Give the number of lines in these entries that contain the string "this", with no further comment.

....

PR #130, opened 2017-06-27
Change build to update CUTEst on linux

### LINKED ISSUE #129: Make `Pkg.build` reinstall cutest/sifdecode/mastsif
Better would be check if a reinstall is needed, but this would be OS specific.

Related to #128.

abelsiqueira:
Closes #129

### DIFF
--- a/deps/build.jl
+++ b/deps/build.jl
@@ -59,7 +59,7 @@ if validate_libcutest()
   ispath(cutestenv) && rm(cutestenv)
 else
   install = true
-  if isfile(cutestenv)
+  if !is_linux() && isfile(cutestenv)
     include(cutestenv)
     if validate_libcutest()
       println("Valid CUTEst installation detected, no files installed.\nTo force installation, delete $cutestenv and run Pkg.build(\"CUTEst\") again.")
@@ -94,10 +94,9 @@ else
 
     @static if is_linux()
       cd(here) do
-        isdir("files") && rm("files", recursive=true)
-        mkdir("files")
+        isdir("files") || mkdir("files")
         cd("files") do
-          lnxurl = "https://raw.githubusercontent.com/abelsiqueira/linux-cutest/v0.2.1/install.sh"
+          lnxurl = "https://raw.githubusercontent.com/abelsiqueira/linux-cutest/v0.3/install.sh"
           run(`wget $lnxurl -O install.sh`)
           ENV["C_INCLUDE_PATH"] = joinpath(here, "usr", "include")
           run(`bash install.sh`)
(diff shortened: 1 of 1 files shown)


abelsiqueira:
@dpo I'm not sure if the updating is working for OSX. Otherwise, should be good to go.

deps/build.jl
```diff
@@ -54,21 +54,26 @@ end
 here = dirname(@__FILE__)
 cutestenv = joinpath(here, "cutestenv.jl")
 
+# Check if there is an external CUTEst installation
 if validate_libcutest()
+  cutest_path = get(ENV, "CUTEST", "")
+  info("External CUTEst installation found on $cutest_path")
```
dpo: Shouldn't there be a check that `cutest_path` is nonempty?

deps/build.jl
```diff
@@ -91,29 +96,32 @@ else
...
     end
+  elseif is_linux()
+    cd(here) do
+      isdir("files") || mkdir("files")
+      cd("files") do
+        if isfile("install.sh")
+          info("Updating CUTEst")
+        else
+          info("Installing CUTEst")
+        end
```
dpo: Is this `if` necessary? The action is the same in both cases.

deps/build.jl
abelsiqueira: I was thinking that `validate_libcutest` would only work if `CUTEST` existed from another installation, but I see that is not exactly the case.

abelsiqueira:
After #132, the problems that were randomly happening shouldn't happen anymore.

dpo:
What happens anyways when you say `Pkg.update()`? Is a `Pkg.build()` triggered?

deps/build.jl
```diff
@@ -54,21 +54,25 @@ end
...
-    if validate_libcutest()
-      println("Valid CUTEst installation detected, no files installed.\nTo force installation, delete $cutestenv and run Pkg.build(\"CUTEst\") again.")
-      install = false
+  @static if is_apple()
+    install = true
+    if isfile(cutestenv)
+      include(cutestenv)
+      if validate_libcutest()
+        info("Updating CUTEst")
+        Homebrew.brew(`update cutest`)
```
dpo: Should probably also update mastsif here.

deps/build.jl
```diff
@@ -91,29 +95,29 @@ else
...
-    @static if is_linux()
-      cd(here) do
-        isdir("files") && rm("files", recursive=true)
-        mkdir("files")
-        cd("files") do
-          lnxurl = "https://raw.githubusercontent.com/abelsiqueira/linux-cutest/v0.2.1/install.sh"
-          run(`wget $lnxurl -O install.sh`)
-          ENV["C_INCLUDE_PATH"] = joinpath(here, "usr", "include")
-          run(`bash install.sh`)
+        lnxurl = "https://raw.githubusercontent.com/abelsiqueira/linux-cutest/v0.3/install.sh"
```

....

● RESPONSE BOX
2